# Where to try a backflip?



## chad23 (Oct 13, 2011)

Find a jump that has a good kick to it, something that pops you up and not out. It's critical to pop then flip. If you can do them on the trampoline then its pretty similar. Look straight back and suck your knees to your chest once you get in the air.


----------



## StrattonRider (Sep 16, 2012)

chad23 said:


> Find a jump that has a good kick to it, something that pops you up and not out. It's critical to pop then flip. If you can do them on the trampoline then its pretty similar. Look straight back and suck your knees to your chest once you get in the air.


this is what i do, i go to a closed trail that they are piling snow onto and try them there. It is soft snow and a lot of it.


----------



## NSSage (Dec 17, 2012)

StrattonRider said:


> this is what i do, i go to a closed trail that they are piling snow onto and try them there. It is soft snow and a lot of it.


Thats what I would like to do but I ride at Bear Mountain in California and we don't get a lot of powder or anything I can try it into we don't have a bag jump or anything either.


----------



## NSSage (Dec 17, 2012)

chad23 said:


> Find a jump that has a good kick to it, something that pops you up and not out. It's critical to pop then flip. If you can do them on the trampoline then its pretty similar. Look straight back and suck your knees to your chest once you get in the air.


Perfect I know a good spot... Do you think a QP would be good, or no? It definitely looks easier.


----------



## EatMyTracers (Sep 26, 2012)

I know mountain high had that airbag thing last year so maybe they will have it again and you can try it on that.


----------



## NSSage (Dec 17, 2012)

EatMyTracers said:


> I know mountain high had that airbag thing last year so maybe they will have it again and you can try it on that.

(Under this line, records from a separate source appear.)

PR #139, opened 2020-09-24
Revert "Add href to the site-title element"

carolinan:
Reverts WordPress/twentytwentyone#130

@metodiew I am reverting this only because the intention to was to add the link on the paged blog archives, and not on the home page.
-I meant paged as in when you click on the "newer posts" link and your url is something like http://localhost:8888/page/2/.
For this, you can use https://developer.wordpress.org/reference/functions/is_paged/ and I think it would be an easy fix for you.

The home page should not link to itself, you can find background information about why the link was removed here:
https://core.trac.wordpress.org/ticket/37011

### DIFF
--- a/template-parts/header/site-branding.php
+++ b/template-parts/header/site-branding.php
@@ -18,7 +18,7 @@
 	if ( ! empty( $blog_info ) ) {
 		if ( is_front_page() || ( is_front_page() && is_home() ) ) {
 			?>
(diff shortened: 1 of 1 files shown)


metodiew:
Thanks for the feedback, @carolinan!  Any preferences how this should be implemented? Happy to use `is_paged()` even if we'll have a chain of a few `ifs`

Would you like me to continue the discussion in https://github.com/WordPress/twentytwentyone/issues/109 and send an update once I'm ready?

PR #142, opened 2020-09-24
Update forms, inputs and buttons, replaces Pr/97

carolinan:
For https://github.com/WordPress/twentytwentyone/issues/36

Replaces https://github.com/WordPress/twentytwentyone/pull/97

Updates search form markup so that the label is visible per the design.
Adjusts borders and background colors for inputs
Adds styles to buttons and button blocks.

Sample content for testing: https://gist.github.com/carolinan/53cf8c92b77c8ad6babd3b38d0a07530

- [x] -Styling for visited button blocks are added, to override the hard coded default colors in the block library.

- [x] Label styles for when a label is combined with a radio or checkbox.

- [x] Styles for disabled items

- [x] Styles for range, use the default focus style.

- [ ] Make sure that the default button block border styles or colors are not applied when custom styles are used.

Known issues:
-Border styles for radio and check boxes only works in some browsers


carolinan:
10b5395 Adds styles for the range element, resets the label font weight to normal, and adjust colors.

Animation of the range element being adjusted, with dotted focus styles.


The styles now work better in the customizer when the background color is changed.
-But, it has the side effect that on dark background colors where the form element border is white,
the border is not visible when the element is in focus or selected, because the background is also white:

white border on text area



I was not able to get the text color inside select lists, date, and color elements to maintain a high color contrast when the body background is dark, so I changed it back to white.

The left most element is the before, and the other two are after the changes:

background color of select lists

assets/js/customize-preview.js
```diff
@@ -1,49 +1,55 @@
...
-        result = /^#?([a-f\d]{2})([a-f\d]{2})([a-f\d]{2})$/i.exec( hex );
-        return result ? {
-            r: parseInt( result[1], 16 ),
-            g: parseInt( result[2], 16 ),
-            b: parseInt( result[3], 16 )
-        } : null;
-    }
-
-    // Add listener for the "background_color" control.
+	/**
```
carolinan, line 3: Replaced spaces with tabs.

carolinan:
This is the search block (before) and a category block in the editor and the front.
I think the select list looks clunky, did I add to much padding?

Would the thick border stand out too much the editor?
block-forms


Search forms after:

comparison of differnt search forms

search form over a pink background

carolinan:
Because the styles for the border radius is inline, I was not able to adjust the dotted line for the outlined button when it is selected:

button-border-radius-editor

assets/sass/05-blocks/button/_editor.scss
```diff
@@ -7,21 +7,47 @@
 	line-height: var(--button--line-height);
 	background-color: var(--button--color-background);
 	border-radius: var(--button--border-radius);
+	border: var(--button--border-width) solid var(--button--color-background);
 	padding: var(--button--padding-vertical) var(--button--padding-horizontal);
 
-	&:hover,
-	&:focus,
-	&.has-focus {
+	&:visited {
```
jffng, line 13: Did you try using `%extend button-style` here and migrating as much as possible to that mixin for ease of maintenance? I wonder why we didn't do that before 🤔

assets/sass/04-elements/forms.scss
```diff
@@ -5,38 +5,228 @@ input[type="password"],
...
+	background: var(--global--color-white);
 }
 
 select {
 	border: var(--form--border-width) solid var(--form--border-color);
+	padding: calc(0.5 * var(--form--spacing-unit));
+	color: var(--form--color-text);
 }
 
 textarea {
```
jffng, line 66: Do you think we should also give `input[type="text"]` a default width of `100%`?

assets/sass/05-blocks/button/_editor.scss
jffng, line 13: What about using `%extend button-style` here and migrating as much as possible to that mixin for ease of maintenance? I wonder why we didn't do that before 🤔

jffng (commented):
This is looking good in my testing, I left a couple minor comments.

> Because the styles for the border radius is inline, I was not able to adjust the dotted line for the outlined button when it is selected

I'm not sure what a good option here is if we want to preserve the focus styles having an outline inside the button. Is there a way we could set the `outline-offset` when a custom border radius is set so that it looks like this? 

Screen Shot 2020-09-28 at 12 01 19 PM

carolinan:
> Is there a way we could set the `outline-offset` when a custom border radius is set so that it looks like this?

There is no CSS class added when the border radius is changed. I don't know how to check if the style attribute contains a radius.

assets/sass/04-elements/forms.scss
carolinan: No, because there might be forms with two text inputs on the same line?

melchoyce:
Thanks for adding that testing data @carolinan, it's super helpful!

Overall things are looking great 👍 

Noticed the color picker isn't showing the currently selected color, it looks like it's cut off a little:

image

> I think the select list looks clunky, did I add to much padding?

I think it could use a little more padding — I'd go with `var(--form--spacing-unit)` instead:

image

I also noticed the arrow isn't respecting the padding you've set on the element, so the balance appears off. I'm looking in Chrome:

image

If the arrowed adhered to that padding, it'd probably be fine.

melchoyce:
Also: can we punt the button issue to a new PR, since it seems like a more complicated problem? That way we can get the rest of this PR merged, since it's really close.

aristath:
> There is no CSS class added when the border radius is changed

I haven't checked, but perhaps this would work as a CSS selector: `div[style*='radius']`

carolinan:
Select list before and after:
selectlist-updated
I was not able to make the _fill_ work for the chevron icon from the Gutenberg icon library so a basic svg shape was used instead.

Buttons with border radius, when in focus (front) and when editing:

button-border-radius-focus

The file block download button style was updated to match a filled button.


For the color picker, I can see the selected color if I use Firefox, but it is only 1 pixel high. I can not see the selected color at all in chrome. It does not look anything at all like the examples here: https://developer.mozilla.org/en-US/docs/Web/HTML/Element/input/color. I will test this next.

carolinan:
Color input element before and after:
color

melchoyce:
IMO this is good to merge, and we can make any follow-up changes in subsequent PRs.

PR #145, opened 2020-09-24
Small fixes

acosmin:
- The `display` argument will apply `esc_html` on the value, so it shouldn't be escaped. 
- `show-avatars` is a static string, it shouldn't be escaped.

### DIFF
--- a/template-parts/post/author-bio.php
+++ b/template-parts/post/author-bio.php
@@ -8,7 +8,7 @@
  */
 
 ?>
-<div class="author-bio <?php echo get_option( 'show_avatars' ) ? esc_attr( 'show-avatars' ) : ''; ?>">
+<div class="author-bio <?php echo get_option( 'show_avatars' ) ? 'show-avatars' : ''; ?>">
 	<?php echo get_avatar( get_the_author_meta( 'ID' ), '85' ); ?>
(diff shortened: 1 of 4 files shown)


template-parts/post/author-bio.php
```diff
@@ -8,7 +8,7 @@
  */
 
 ?>
-<div class="author-bio <?php echo get_option( 'show_avatars' ) ? esc_attr( 'show-avatars' ) : ''; ?>">
+<div class="author-bio <?php echo get_option( 'show_avatars' ) ? 'show-avatars' : ''; ?>">
```
carolinan, line 11: Good catch, mind fixing https://github.com/WordPress/twentytwentyone/blob/trunk/comments.php#L25 too?

acosmin: Sure, I'll do it first thing tomorrow :) mobile right now

acosmin: Done

acosmin:
@carolinan there are also these two lines :) I think they need to be updated: https://github.com/WordPress/twentytwentyone/blob/9c22fe37620c7bbb064b7336f2a1d5c94c34ed6e/classes/class-twenty-twenty-one-customize-color-control.php#L6-L7

PR #146, opened 2020-09-24
Specify grid column start value for tags links.

kellylawrence:
This should place the tags links container in the last grid column when an edit link isn't being output.

An alternative idea might be to always output a `<span>` or `<div>` where the edit link would go (even if a link wasn't actually output), so the tags links would automatically be pushed into the last grid column/row.

WordPress.org username is [kellylawrence](https://profiles.wordpress.org/kellylawrence/).


carolinan:
Looks good to me, tested in various browsers, thank you.

PR #140, opened 2020-09-24
Add the "Two Images Showcase" block pattern

kjellr:
Addresses the first checkbox for #50. 

As part of implementation, this adds a "Image Frame" block style. It also adds the images to the  `assets/images/` directory, along with license information in `style.css`. 

## Screenshots

Screen Shot 2020-09-24 at 11 29 14 AM

Screen Shot 2020-09-24 at 11 09 46 AM

Issue #50, opened 2020-09-17
Add initial block patterns


melchoyce:
Twenty Twenty One will come packaged with several block patterns. Here's a couple to get us started.

---

- [x] **Two images showcase**

![image](https://user-images.githubusercontent.com/2846578/93505065-5f1c1b00-f8e8-11ea-8907-6f3754d54697.png)

- Full-width block
- Maybe a media and text block, where instead of text, we show a second, smaller, framed image?

---

- [x] **Overlapping gallery**

![image](https://user-images.githubusercontent.com/2846578/93506538-66442880-f8ea-11ea-8592-61172699cd19.png)

- Wide-width block
- Maybe every third image overlaps every second image? Or horizontal images always overlap vertical images? We'll need to play with this in code to determine the best approach.

---

- [ ] **Image underlapping text box**

![image](https://user-images.githubusercontent.com/2846578/93506554-70febd80-f8ea-11ea-9562-0ce3205904ca.png)

- Wide-width block
- Image block
- Overlapped by a paragraph in a container with a border

---

- [x] **Media & Text article title**

![image](https://user-images.githubusercontent.com/2846578/93506644-8c69c880-f8ea-11ea-8720-3e8358d645c0.png)

- Width-width block
- Media and text block with a border. The text includes an H2, short separator block, and a small paragraph

---

- [x] **Portfolio list**

![image](https://user-images.githubusercontent.com/2846578/93506798-c2a74800-f8ea-11ea-9994-8a44ba402e33.png)

- Width-width block
- Separator, H2, tiny image

---

- [x] **Large text**

![image](https://user-images.githubusercontent.com/2846578/93506885-e8345180-f8ea-11ea-8f98-16e470d9020c.png)

- 144px paragraph block, 300 font weight

---

- [ ] **Two overlapping blocks of text**

![image](https://user-images.githubusercontent.com/2846578/93506927-f5e9d700-f8ea-11ea-925b-066fbc741ec0.png)

- Wide-width block
- Extra large paragraph in the first block, large paragraph in the second

---

- [x] **Link CTA**

![image](https://user-images.githubusercontent.com/2846578/93506975-0732e380-f8eb-11ea-8ae1-e61ebf621b0b.png)

- Width-width block
- Group or cover block with a border
- 96px paragraph block, 300 font weight
- Spacer block?
- Columns block
 - Left column: social media links
 - Right column: email link

-----

[...]

PR #150, opened 2020-09-25
Add "Bordered" style and "Media & Text article title" block pattern

kjellr:
This PR tackles another one of the block patterns from #50: 

**Media & Text article title** 

In doing so, it also adds a new "Bordered" block style for the media and text block. I extended this for use in the Group and Cover blocks too, since those will come in handy for other block patterns. #140 added a similar style for the Image block, but it mandates some padding. For completeness, I added this plain, unpadded border style to the image block too. 

## Screenshots 

Block Pattern

Screen Shot 2020-09-25 at 12 42 26 PM

Block Styles

gutenberg test_wp-admin_post php_post=1 action=edit


inc/block-patterns.php
```diff
@@ -36,4 +36,14 @@
...
+			'content'       => '<!-- wp:media-text {"mediaId":1752,"mediaLink":"' . esc_url( get_template_directory_uri() ) . '/assets/images/the_poplars_at_saint_remy.jpg","mediaType":"image","className":"is-style-twentytwentyone-border"} --><div class="wp-block-media-text alignwide is-stacked-on-mobile is-style-twentytwentyone-border"><figure class="wp-block-media-text__media"><img src="' . esc_url( get_template_directory_uri() ) . '/assets/images/the_poplars_at_saint_remy.jpg" alt="' . esc_attr__( '&quot;The Poplars at Saint-Rémy&quot; by Vincent Van Gogh (1889)', 'twentytwentyone' ) . '" class="wp-image-1752 size-full"/></figure><div class="wp-block-media-text__content"><!-- wp:heading {"align":"center"} --><h2 class="has-text-align-center">' . wp_kses_post( __( 'The Poplars at<br>Saint-Rémy', 'twentytwentyone' ) ) . '</h2><!-- /wp:heading --><!-- wp:separator --><hr class="wp-block-separator"/><!-- /wp:separator --><!-- wp:paragraph {"align":"center","fontSize":"small"} --><p class="has-text-align-center has-small-font-size">' . wp_kses_post( __( 'Vincent van Gogh<br>(Dutch, 1853-1890)', 'twentytwentyone' ) ) . '</p><!-- /wp:paragraph --></div></div><!-- /wp:media-text -->',
```
kjellr:
```
wp_kses_post( __( 'The Poplars at<br>Saint-Rémy', 'twentytwentyone' ) )
```

^ Is that the right way to escape + translate this? It's just normal post content.

melchoyce:
Can we add some padding to the image caption here, or should that be a new PR?

melchoyce:
Yeah any padding we could add here would help:

image

(Group block)

kjellr:
@melchoyce Should be all set in b4e6027. 

Screen Shot 2020-09-25 at 3 56 49 PM

I noticed some weirdness with Group block spacing in the front end too (the container had some extra padding by default), so I took that out in the same commit: 

Before (Editor)|Before (Front end)|After (Front end)
---|---|---
Screen Shot 2020-09-25 at 3 58 58 PM|Screen Shot 2020-09-25 at 3 58 50 PM|Screen Shot 2020-09-25 at 4 00 09 PM

inc/block-patterns.php
carolinan: Yes this works well, since there is HTML inside of it.

carolinan:
When I insert the media and text block pattern, there is a block validation error in the editor.
But If I save and refresh the page (editor), the error is gone.

(Gutenberg is not active)

kjellr:
@carolinan Mind giving this another try? I recreated the pattern without the plugin active, and now it seems to work fine in both contexts.

melchoyce (approved):
LGTM from the design side 👍

carolinan:
The pattern works now, but the border color has reverted back to black.

kjellr:
> The pattern works now, but the border color has reverted back to black.

Just needed to be synced up with `trunk`. 🙂

Thanks, all!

ah right I forgot about that I have never rode there or I think mammoth has one. I go there quite a bit.


----------



## ShredLife (Feb 6, 2010)

you want to find a spine.


----------



## chad23 (Oct 13, 2011)

Yeah a QP might be an okay place to try one. With that though make sure you pop away from the top because you dont want land on the deck


----------



## Donutz (May 12, 2010)

I'm a little surprised at the question. You've done backflips on the tramp; you can do 7s and corks so you're not a noob; and there are vids aplenty on youtube.

What info are you missing? Or are you maybe looking for comments from people who can remember the first time they tried it?


----------



## chad23 (Oct 13, 2011)

Yeah i got that vibe too. But backflips take a different type of commitment than a spin does. The biggest thing is commitment. Just gotta believe you can do it


----------



## NSSage (Dec 17, 2012)

Donutz said:


> I'm a little surprised at the question. You've done backflips on the tramp; you can do 7s and corks so you're not a noob; and there are vids aplenty on youtube.
> 
> What info are you missing? Or are you maybe looking for comments from people who can remember the first time they tried it?


I just wanted to know like where I can try it with the least risk. I did not know what the best jump would be like a QP something super popper or whatever else. Trying a backflip just seems alot different from the stuff I am doing now. I just don't want to land on my head haha I know I can do it if I commit I just have to go for it then I'm sure it's pretty easy.


----------



## Skinny Bam (Sep 7, 2012)

those 2 small jumps they usually have at bear that are after that flat part with the rollers(right after where they usually put the 50ft rail)....might not be a bad place


----------